Reproduce exactly, and only, the lines running from the start of the entries below to the line containing "inline template to".

***** Provided information *****

PR #219, opened 2019-11-12
PFDR-263 - Add PAM/sshd config

botimer:
This brings in a stock stretch /etc/pam.d/sshd config and introduces an
inline template to include that and then add the umask settings.
Specifically, the umask is set to 0002 on ssh logins, so rsync uploads
can preserve setgid and group write permissions readily with:

rsync -rzvtP --no-group --no-perms --chmod=ugo=rwX

This formula is mentioned in the rsync man page, in the --perms section.

### DIFF
--- a/files/pam.d/sshd-stretch
+++ b/files/pam.d/sshd-stretch
@@ -1,0 +1,56 @@
+# PAM configuration for the Secure Shell service
+
+# Standard Un*x authentication.
+@include common-auth
+auth required pam_duo.so
+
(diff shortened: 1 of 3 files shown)


botimer:
Tests are failing for some unrelated reason on Mac only. That doesn't block merge, here -- it's just the first time I've hit this particular failure. It's related to the explicit `ip6tables` provider specified in the firewall profile. I'll take up diagnosis and remediation elsewhere.

PR #223, opened 2019-11-27
HT-379: testing isn't buster any more

aelkiss:
initial installation of jhove/libactivation-java doesn't work on stretch
currently because buster is stable (not testing) now


botimer:
Just a note that this implies that we will not use this role on jessie -- a sound enough assumption that we don't need to deal with it in more detail.

PR #228, opened 2019-12-04
[WIP] AEIM-1985 Add initial Solr file for general case

sulemandiwan:
Note: I will move the solr.pp file one level up and remove the directory. Right now just want to discuss the contents.


manifests/profile/solr.pp
```diff
@@ -0,0 +1,117 @@
+# Copyright (c) 2018-2019 The Regents of the University of Michigan.
+# All Rights Reserved. Licensed according to the terms of the Revised
+# BSD License. See LICENSE.txt for details.
+
+# nebula::profile::solr
+#
+# Provisions a single instance of solr.
+# For each given "shard", this provisions the lib and conf directory 
+# for an "x" and "y" core and symlinks the data directory for the shard.
```
botimer: Only relevant for LSS; remove

manifests/profile/solr.pp
```diff
@@ -0,0 +1,117 @@
...
+#
+# @param timezone  The timezone to use for logs, etc. Should normally be set via Hiera.
+# @param coredata  A map of core names to the full paths on disk for the data
```
botimer: Only for LSS

manifests/profile/solr.pp
```diff
@@ -0,0 +1,117 @@
...
+# @param port   The port solr should listen on
+# @param heap   How much memory to allocate for the Solr heap.
+#
+# @example
+#   class { 'nebula::profile::solr':
+#     timezone                 => 'America/New_York'
+#     coredata                 => {
+#                      'core1' => '/path/to/core_1/data',
+#                      'core2' => '/path/to/core_2/data'
+#                   }
```
botimer: Remove

manifests/profile/solr.pp
```diff
@@ -0,0 +1,117 @@
...
+#   }
+class nebula::profile::solr (
+  String $timezone,
+  Hash[String,String] $coredata = {},
```
botimer: Remove

manifests/profile/solr.pp
```diff
@@ -0,0 +1,117 @@
...
+  String $base = '/var/lib/solr',
+  String $home = "${base}/home",
+  String $logs = "${base}/logs",
+  String $heap = '32G',
```
botimer: Let's start with 8G here.

manifests/profile/solr.pp
```diff
@@ -0,0 +1,117 @@
...
+      group => 'solr';
+    [$base, $home, $logs]:
+      ensure => 'directory',
+      mode   => '0750';
+    $log4j_props:
+      content => template('nebula/profile/hathitrust/solr/log4j.properties.erb');
+    $solr_in_sh:
+      content => template('nebula/profile/hathitrust/solr/solr.in.sh.erb');
+    "${home}/solr.xml":
+      content =>  template('nebula/profile/hathitrust/solr/solr.xml.erb')
```
botimer: Each of these templates will need general versions.

manifests/profile/solr.pp
```diff
@@ -0,0 +1,117 @@
...
+  }
+
+  file { '/etc/systemd/system/solr.service':
+    owner   => 'root',
+    group   => 'root',
+    content => template('nebula/profile/hathitrust/solr/solr.service.erb')
```
botimer: Need general template.

manifests/profile/solr.pp
```diff
@@ -0,0 +1,117 @@
...
+  }
+
+  file {
+    "${home}/lib":
+      ensure  => 'directory',
+      source  => 'puppet:///modules/nebula/solr/lib',
```
botimer: Let's confirm -- I think there are some Java libraries that are used for LSS that are not needed here...

manifests/profile/solr.pp
```diff
@@ -0,0 +1,117 @@
...
+
+        "${subcore_home}/data":
+          ensure => 'link',
+          target => $path;
+
+        "${subcore_home}/conf/schema.xml":
+          source => "puppet:///modules/nebula/solr/schema_${suffix}.xml"
+      }
+    }
+  }
```
botimer: All goes away as managed by separately managed core resources.

manifests/profile/solr.pp
sulemandiwan: Gotcha. Makes sense.

manifests/profile/solr.pp
skorner: It looks like none of our app-supporting general solrs are above 3G in production (search solr is an outlier at 8G), and that's with some of them hosting multiple cores. Even the solr backing the library web site Drupal is only 1G.  I'd recommend 1G as the default for minimal needs and we increase via hiera as indicated.

sulemandiwan: Done.

manifests/profile/solr.pp
skorner: It is correct that everything currently under files/solr_lss/lib is only used by HT solr deployments (LSS, catalog, and maybe feddocs).

sulemandiwan: Okay removing this stanza entirely. If we want a standardized ${home}/lib for some reason later it can be added.

manifests/profile/solr.pp
sulemandiwan: First pass is done. Made a small edit. Doesn't look like it would need further edits.

manifests/profile/solr.pp
sulemandiwan: All of these turned into generic versions also. They didn't need any edits. However, if these are values that need to be altered to fit a minimum generic setup I don't know those.

sulemandiwan: Going to resolve this conversation as this part is done.

sulemandiwan:
@botimer @skorner I don't know how to flag it is ready for another review. So I am saying here it is ready for another review. :)

templates/profile/solr/solr.in.sh.erb
```diff
@@ -0,0 +1,39 @@
...
+
+# To address http://lucene.472066.n3.nabble.com/Re-Several-critical-vulnerabilities-discovered-in-Apache-Solr-XXE-amp-RCE-td4358308.html
+# See AEIM-549
+#
+# 2017-10-17 skorner
+SOLR_OPTS="$SOLR_OPTS -Ddisable.configEdit=true"
+
+# tburtonw May 25 2018: prevent rotating logs every time solr is restarted
+SOLR_LOG_PRESTART_ROTATION=false
+
```
botimer: Remove -- only applied for an LSS thing

botimer:
Okay, based on discussion, let's add this profile to the standalone role and leave it on a branch until we can verify via environment/sandbox. We'll need to confirm that any standalone hosts will not conflict with the profile before we merge to master.

templates/profile/solr/solr.in.sh.erb
sulemandiwan: Did this and repushed the squashed commit.

manifests/profile/solr.pp
```diff
@@ -0,0 +1,48 @@
+# Copyright (c) 2018-2019 The Regents of the University of Michigan.
+# All Rights Reserved. Licensed according to the terms of the Revised
+# BSD License. See LICENSE.txt for details.
+
+# nebula::profile::solr
+#
+# Provisions a basic instance of solr. Cores and specific implementation
```
botimer: Remove the second sentence here -- that cores are elsewhere is implicit and the "specific implementation" bit is fluff.

I would just say: `Install Solr with base configuration.`

templates/profile/solr/solr.in.sh.erb
```diff
@@ -0,0 +1,39 @@
+SOLR_JAVA_HOME="<%= @java_home %>"
+SOLR_HEAP="<%= @heap %>"
+
+GC_LOG_OPTS="-verbose:gc -XX:+PrintHeapAtGC -XX:+PrintGCDetails \
```
skorner: I missed that HT had this enabled by default. It's much too verbose to always be on, and in general GC logging is something we typically only need for troubleshooting (Fulcrum needs it now, for example!). @botimer Can/should we make this something that is enabled only when needed based on a hiera flag?

botimer: TL;DR: Add a parameter to the profile for supplemental JAVA_OPTS and expose this in the systemd unit as an environment variable. Append it to the default in the solr.in.sh script (with bash, not erb). Keep an external recipe book of options we might add for a given node via hieradata.

---

Where possible, we should push these cases toward a unified interface. That's essentially what projects like Tomcat and others have already done in their startup scripts with JAVA_OPTS. They don't know what you'll need or how you'll start things, or even what is supported by the JVM, but they know there is an environment where you can set a value they can put in the right spot.

This also aligns with systemd, where the unit files can hold environment variables directly, or point to an EnvironmentFile. The Twelve-Factor [config section](https://12factor.net/config) discusses this topic as well.

Expanding magic values into the script is better than nothing, but opaque. You can't tell from the concrete script whether a value is intrinsic to the package or injected by the management of the package. It's effectively a custom-built package for that node, and the variability is no longer contained. Think about doing a digest of a directory tree on disk -- the root of the install of the package is now machine-specific. It's better to keep that fixed and have it point to a much smaller, external area declared as volatile; the same as /usr/local vs. /etc.

So, what's that mean here?

We should make sockets in the script and plugs in the systemd unit. Giving special treatment to a couple of key items like max heap is fine, but it's ultimately a big JAVA_OPTS string. Breaking everything out is a lot more work and more likely to add confusion than clarity -- we don't want our management layer to create penalties for expertise with the thing being managed.

We should use puppet to install a fixed package and rely on systemd to set machine-specific environment variables. We can manage those variables either in the unit itself (already a template) or with an EnvironmentFile (a new, companion template).

This approach is all a subclass of separating the code (fixed) from the data (variable), and maximizing the portion of the system that can be held constant. It also favors common mechanisms over specialized, pushing detail outward -- the specialized stuff is transformed into standard stuff as far outside as possible, so the layers are progressively hardened, looking outside-in. In this case, hiera -> env file -> systemd unit -> solr -> jvm.

skorner: Thanks for the thoughts and both long and short form information! That all seems reasonable to me. I imagine for the scope of the current pass we can delete this and introduce it when needed or when we apply the more general option-management solution you listed.

manifests/role/app_host/hyrax.pp
```diff
@@ -0,0 +1,23 @@
...
+# All Rights Reserved. Licensed according to the terms of the Revised
+# BSD License. See LICENSE.txt for details.
+
+# nebula::role::app_host::prod
+#
+# Standalone application host including apache & mysql
+#
+# @example
+#   include nebula::role::app_host::standalone
+class nebula::role::app_host::standalone {
```
botimer: Travis is failing this branch because the filename and role do not match. Also, please make sure the copyright date and comments are correct, then squash it all down to one commit.

botimer: I see there is a weird self-merge in the history... If a pull / rebase doesn't succeed trivially, do it with `merge --squash`:

```
git branch -m this-will-be-squashed
git checkout -b AEIM-1985-general-solr-puppetization master
git merge --squash this-will-be-squashed
git commit
# write a good, small commit message
git push -f
git branch -D this-will-be-squashed
```

sulemandiwan: Also it seems like that in the duplicate entries the newer ones make the changes, while the older ones don't contain any changes but are in the log. 

I also tried the command sequence and it didn't work for me. Will touch base with you tomorrow.

sulemandiwan:
Also it seems like that in the duplicate entries the newer ones make the
changes, while the older ones don't contain any changes but are in the log.

I also tried the command sequence and it didn't work for me. Will touch
base with you tomorrow.

sulemandiwan:
Aside from fixing the git log issues it seems that travis wants me to add entries for "spec/classes" directory in all_roles_spec.rb but likely also in the role folder under it. Let's also talk about this after I get the git log fixed.

manifests/role/app_host/hyrax.pp
sulemandiwan: Okay the branch issues seem fixed now. Changes made and squashed and pushed. Waiting for final Travis. Then it will be ready to be merged tomorrow during the day.

templates/profile/solr/solr.in.sh.erb
sulemandiwan: This is fixed.

manifests/role/app_host/hyrax.pp
sulemandiwan: This is fixed.

sulemandiwan:
Poking at travis a little. Can roll back this change if not needed at all for some reason.

manifests/role/app_host/hyrax.pp
sulemandiwan: Now it is fixed. *koff*

sulemandiwan:
It passed the test. Please verify. It does need the solr test properly added though.

manifests/role/app_host/solr.pp
```diff
@@ -0,0 +1,23 @@
...
+# All Rights Reserved. Licensed according to the terms of the Revised
+# BSD License. See LICENSE.txt for details.
+
+# nebula::role::app_host::prod
+#
+# Standalone application host including apache, mysql, redis, solr
+#
+# @example
+#   include nebula::role::app_host::solr
+class nebula::role::app_host::solr {
```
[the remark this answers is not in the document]
sulemandiwan: This and above two changes done and pushed.

sulemandiwan:
@botimer Could you have a peek at this? The solr_spec.rb file is what needs peekage. :)

spec/classes/profile/solr_spec.rb
```diff
@@ -0,0 +1,69 @@
+# frozen_string_literal: true
+
+# Copyright (c) 2018 The Regents of the University of Michigan.
```
botimer: year

spec/classes/profile/solr_spec.rb
```diff
@@ -0,0 +1,69 @@
...
+      end
+
+      context 'with directory' do
+        it do
+          [
+            '/var/lib/solr',
+            '/var/lib/solr/home',
+            '/var/lib/solr/logs',
+          ].each do |path|
+            is_expected.to contain_file(path).with(
```
botimer: This should be inverted. Each of these should get its own `it do`. This is so they show as itemized examples and anything that fails will do so individually.

botimer: Same applies below.

sulemandiwan: Okay fixed them.

One final blessing and I will merge it on Monday (to avoid Friday Fiascos).

spec/classes/profile/solr_spec.rb
```diff
@@ -0,0 +1,69 @@
...
+              owner: 'solr',
+              group: 'solr',
+              ensure: 'directory',
+              mode: '0750',
+            )
+          end
+        end
+      end
+
+      context 'with config file' do
```
botimer: These are identical to the specs above. Copy pasta?

sulemandiwan: Yeah... Gonna fix it. Also... I realize that hyrax is just using the chipmunk file to get by but it shouldn't be.

sulemandiwan: FIxed that but also that lead to redoing some of solr file settings in the solr.pp and then decided to add a full hyrax test file. So working on the kinks in that.

sulemandiwan:
I rolled back the tests for hyrax since there was a lot of dependency hunting with little return. So that is using chipmunk again. 

However, I have updated the solr.pp file and solr.pp tests to accommodate that file.

@botimer It would be nice if you might do one last test for solr installation on the test VM. Basically just to see if it breaks anything or not. I think it shouldn't but safety and all.

After that it is done and squash and merge I can do.

spec/classes/profile/solr_spec.rb
```diff
@@ -0,0 +1,69 @@
...
+require 'spec_helper'
+
+describe 'nebula::profile::solr' do
+  on_supported_os.each do |os, os_facts|
+    context "on #{os}" do
+      let(:facts) { os_facts }
+
+      it { is_expected.to compile }
+
+      context 'with package' do
```
daaang: This all mostly looks good. My only comment is that this isn't how contexts are meant to be used. A context implies something external to the profile, i.e. a parameter change or a fact about the machine. For example, [kubernetes_spec.rb][1] has a number of contexts, and you can see how each sets a parameter, creating the described context.

[1]: https://github.com/mlibrary/nebula/blob/master/spec/classes/profile/kubernetes_spec.rb

A context is something about the outside world, like "the machine has less than 2G of ram" or "the hostname is set to default.invalid." It isn't meant to be used for categorical grouping of conceptually related tests. The way we do that is just to put them next to each other.

So I'd like to see the contexts removed. To be honest, I'd also get rid of the array loops, since I don't feel like there's much of a need to DRY out

```ruby
it { is_expected.to contain_package('openjdk-8-jre-headless') }
it { is_expected.to contain_package('solr') }
it { is_expected.to contain_package('lsof') }
```

I personally prefer to spell out each test, especially when the tests are so straightforward. When each test is a few lines long, this gets onerous, but with one-line tests, I feel the repeated assertions add clarity that makes up for the minor repetition. But that's a matter of taste, so I'll leave that decision to you.

sulemandiwan: I replaced context. And thanks for clearing it up. I took another look at context and it is making more sense now. :)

*****

## Exercise solution
PR #219, opened 2019-11-12
PFDR-263 - Add PAM/sshd config

botimer:
This brings in a stock stretch /etc/pam.d/sshd config and introduces an
inline template to include that and then add the umask settings.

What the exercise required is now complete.